Их украли, когда я спал.
Пропажу я обнаружил лишь днем.
Мне было отменно скверно до тех пор, пока я не вычислил новый внутренний психологический выход из состояния безвозвратной утери. Я неподдельно страдал, ибо, по моим понятиям, был стеснен в средствах, но именно в это время дивно сплетенный инстинкт жизни, посовещавшись с фантазией, ковал могучее оружие противоядия. Мне стоило это некоторых усилий, а все же на моем лице не было печати даже неудовольствия, разве что веселье приобрело оттенок вымученной нервозности. Я вспомнил пречудесное жизнеописание одного хирурга, который, будучи тяжело ранен, попал в такие условия, что принужден был сам себе делать операцию, не имея под рукой ни инструмента, ни помощников. Я вспомнил это в связи с тем, что Евгений и Серж, сочувственно огорчаясь, позволили себе небольшой сеанс черного юмора, высказав мне, что это лишь первые плоды моей крайней беспечности. Большинство моих подозрений устремились на новоявленных сослуживцев, едва они поутолили свои гадкие смехи и явили ярчайшие образчики инсценированной божбы и многочисленных красноречивых предложений «обыскать все их вещи». Я не внял этим предложениям, так как знал наверняка, что подобные предложения исходят от людей либо укравших, либо ежемгновенно готовых к краже. Хозяйка, приобретая верующих в ее искренность, привычно всплеснула руками, картинно затем примостив их на своей мнемонической груди. Полицейский же прижимисто суетился, волхвуя над актом, неподражаемый жар его исполнительности и подагрического лада сконцентрировался в том, что он, потешно вышагивая по моей комнате, всячески избегал диагональных маршрутов.

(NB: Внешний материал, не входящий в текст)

PR #6974, opened 2026-03-17
feat: add Code References to project integrations page

### LINKED ISSUE #6915: Add Code References to the projects Integrations page

Currently, the Code References feature is only visible by finding out about it via our documentation.

To increase visibility, we want to list this feature on the Integrations page of every project, linking to the documentation page.

.

### Additional context

_No response_

talissoncosta:

## Changes

Closes #6915

Adds "Code References" as an external integration on the project Integrations page, following the same pattern as Backstage (external link to docs, no in-app configuration).

- **`common/stores/default-flags.ts`** — new `code-references` entry with `external: true`
- **`web/static/images/integrations/code-references.svg`** — code brackets icon

### Deployment note

The integration list is controlled by the `integration_data` remote config flag in Flagsmith. The `default-flags.ts` change covers self-hosted instances, but for SaaS environments the flag value must also be updated:

- **Staging** — already added
- **Production** — needs `code-references` entry added to the `integration_data` remote config value before merging

## Screenshots

image

1. Navigate to a project's **Integrations** page
2. Verify "Code References" card appears with the correct icon, description, and "Add Integration" button
3. Click "Add Integration" — verify it opens https://docs.flagsmith.com/managing-flags/code-references in a new tab
4. Verify no regressions on other integration cards


emyller (changes requested):
Cool icon! Please adjust it catering for both light and dark themes. e.g. This is how our current GitHub icon looks:

Image

frontend/common/stores/default-flags.ts
```diff
@@ -28,6 +28,15 @@ const defaultFlags = {
       'perEnvironment': false,
       'title': 'Backstage',
     },
+    'code-references': {
+      'description':
+        'Integrate with Code References to track feature flag usage in your codebase, and unlock new functionality in Flagsmith',
```
emyller:
```suggestion
        'Integrate with Code References to track feature flag usage in your codebase, and unlock new functionality in Flagsmith.',
```

Missing period.

kyle-ssg:
It doesn't feel like this reduces any friction in getting started with code references, I say this for 2 reasons:

1 - We don’t surface this where the feature actually lives. That’s a problem—users currently have to scroll through the integrations list to discover it. For features that require an integration but aren’t yet enabled, we should show an “Add integration” prompt directly in the feature’s location.

image


2 - A key prerequisite for code references is linking GitHub, so that needs to be the first step in the user journey.

Right now, a new user’s flow looks like:

- Look through a list of integrations and find the code references integration
- Go to docs
- Find out that it requires GitHub and go back to the app
- Install the GitHub integration
- Go back to the docs and go through the add workflow steps
- Install Code References on GitHub

emyller:
> 2 - A key prerequisite for code references is linking GitHub, so that needs to be the first step in the user journey.

Except for this point, all of @kyle-ssg thoughts resonate with mine. Code References was built to be provider-agnostic, and does not depend on the GitHub integration.

> [!NOTE]
> Our hackathon project _Cleanup_ combines Code References to the GitHub integration by creating a prompt containing code references and filing a GitHub issue.

In order to set up Code References, as described in the [documentation](https://docs.flagsmith.com/managing-flags/code-references), the **only** user action necessary _as of now_ is to set up a GHA workflow in each repository. In the future, I'd love to improve the UX by allowing to install Code References organisation wide, instead of per-repository, via button clicks or IaC instead of GHA scripting.

While in the present, the question remains: where in our UI can we encourage users to go through the necessary GHA setup and try Code References, and how can it be both friendly and effective?

kyle-ssg:
Ah I didn't realise that, my mistake. Ok I think as for now both of the following points are achievable and provide a less tedious flow to get started

- We should show the add integration UI within the usage tab if thery which is the place people would be looking to see this data.
- I think we can reduce the need to go to docs by adding the yaml code snippet + copy button for the action with a view docs link. This could be in our standard expandable code-snippet UI, another advantage of this is that we could fill in some of the parts if we know a repository via a GH integration.

emyller:
@kyle-ssg I like both ideas. Now for the scope of this PR:

1. Should we keep this PR and add "Code References" to the Integrations tab? Personally I think it doesn't hurt. I'd be interested to find how many people engage via this path, or via the Feature UI.
2. Unless we decide to repurpose https://github.com/Flagsmith/flagsmith/issues/6915, let's write a new issue that describes the ideal UX. I can look into that, and will loop @asaphko in too.

frontend/common/stores/default-flags.ts
talissoncosta: Thanks for flagging that. It was fixed [here](https://github.com/Flagsmith/flagsmith/pull/6974/changes/953004175a7e5f0c1ff0516b825e02469fb04a0e).

talissoncosta:
Thanks for the review @emyller! I've pushed a [fix](https://github.com/Flagsmith/flagsmith/pull/6974/changes/953004175a7e5f0c1ff0516b825e02469fb04a0e) addressing both points:

- Added the missing period in the description
- Changed the icon stroke from `currentColor` to `#6C757D` so it's visible on both light and dark backgrounds

Regarding the broader UX discussion — I agree we should move forward with this PR as-is. Having Code References in the Integrations tab is a reasonable first step. For the ideal experience (surfacing setup in the feature's Usage tab, inline YAML snippet, etc.), let's track that in a dedicated issue to scope it properly.

emyller (approved):
:shipit:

Ехидные, охочие до чужих горестей взгляды мгновенно вылиняли. Пресловутая объемность всех окружавших меня персонажей низвелась до безобразной простоты рисунков, не оделенных светотенью. Евгений и Серж, казалось, присели на корточки. Полицейский провел по лицу рукой, и оно размазалось между хлопьями постного воздуха и жирными пальцами. Хозяйка стала невидимой на фоне дверного проема. Мой сюртук сделался тесным от наступающих легких. Люстра, бывшая стеклянной и недорогой, вдруг неожиданно подалась вверх, гоня потолок, но, подтягиваясь по железной цепи, она не делалась меньше в глазах моих, а, напротив, росла. Скромное убранство ее сделалось раскидистым хрустально-золотым подолом, светородные шпили свечей множились в геометрической прогрессии с такой похмельной быстротой, что я, пожалуй, не удивился бы, что селение X, обобранное светом, погрузилось во тьму, храня освещение лишь в моей комнате. А та, непомерно раздавшись в размерах, устлалась дорогими коврами и шкурами редких зверей. Множество самой изысканной мебели само просилось служить, даруя телу блаженную негу и отраду глазам, гадающим, с какой инкрустацией лучше сдружиться. Тишина завилась гомонами степенных голосов гостей, готовых вот-вот воссесть за ломящийся от экзотических блюд и цветов стол.